Y bueno, estábamos en eso cuando sucedió lo más raro de todo. Primero oímos el ruido de algo resquebrajarse; luego un extraño y agudo chillido proveniente de la cocina, ahí donde justamente se encontraba el huevo. Con mi hermana nos miramos y corrimos en su dirección, encontrándonos con éste todo trizado y vibrante, como si algo dentro pugnara por salir de su interior. No lo podíamos creer: ¡íbamos a presenciar por fin el milagro de la vida! Pero nuestras expresiones cambiaron drásticamente al ver que tras abrir un boquete en un punto de la cáscara, lo que salía de su interior no eran las incipientes alas de un pájaro, ni menos las rugosas extremidades de un reptil, sino que las peludas y viscosas patas de un…
−¿Gato?
No lo podíamos creer: del huevo estaba naciendo… ¿un gato?

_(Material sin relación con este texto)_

PR #2936, opened 2025-06-03
Fix MOB 725 - reset password form - scroll view so keyboard won't hide field

budowski:


albullington (changes requested):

            −¿Pero que no los gatos nacen directamente de otro… gato?
            −Tampoco lo entiendo –acotó mi hermana.
            Luego de un par de minutos, la cosa peluda en su interior logró salir toda pringosa para comenzar a maullar como una posesa sobre la mesa. Mi hermana corrió a buscar un plato hondo y pequeño en el cual verter un poco de leche para que bebiera y se alimentara. El gato, ciego todavía, olisqueó el aire hasta que dio con su posición y comenzó a beber como si estuviera muerto de hambre.
            Así nos mantuvimos entretenidos hasta que llegó nuestra mamá y supo de lo sucedido. Alarmada, no tardó en llamar a mis tíos abuelos para preguntarles sobre la procedencia de tan fantástico huevo.
            Al cabo de un rato, al momento de cortar la llamada telefónica, nos quedó mirando como si no pudiera asimilarlo.
            −Me dijeron que ellos no mandaron ningún huevo entre las paltas. Nunca han sabido de ningún huevo con los mismos detalles que éste.
            −Pero entonces…, ¿cómo…?
            −No sé…, quizá algún error de envío…
            Pero aquello era imposible: afuera de la caja de paltas en cuestión, venía escrita nuestra dirección y los datos personales de mi mamá del mismo puño y letra de nuestra tía abuela; una equivocación de esa índole no era plausible.
            −¿Qué hacemos con el gato?

            La respuesta fue llegando con el mismo paso de los días: el gato, al final de cuentas, resultó ser una gata, su pelaje se fue aclarando en ciertos puntos hasta quedar en tres marcados colores (negro, blanco y marrón, como si fuera el intento de una gata carey) y acabó por no dar muestras de mucha diferencia con respecto de sus congéneres nacidos por las vías naturales que todos conocemos. Por lo mismo no dudamos en adoptarla, darle un nombre y prometerle los cuidados correspondientes para con un animal como ella. Y es que después de todo, ésta no deja de ser una criatura como cualquier otra que necesita de cariño, amor y responsabilidad, independiente de la manera en que haya llegado a este mundo, sea ésta correcta o completamente antinatural. Y bueno, no es que esta sea una gata completamente fuera de lo normal: hasta ahora no ha dejado de seguir los mismos patrones de hábito que cualquiera de los de su especie: juega, duerme un montón, busca cariño en todos los que tiene cerca y llora cuando no hay nadie a su lado… Y aunque mi hermana asegura haberla sorprendido comiendo carne cruda desde el refrigerador mismo y destripando a un montón de pájaros como si gozara al hacerlo, estoy seguro que es una gata normal y corriente como todas las demás. Estoy muy, muy seguro de ello.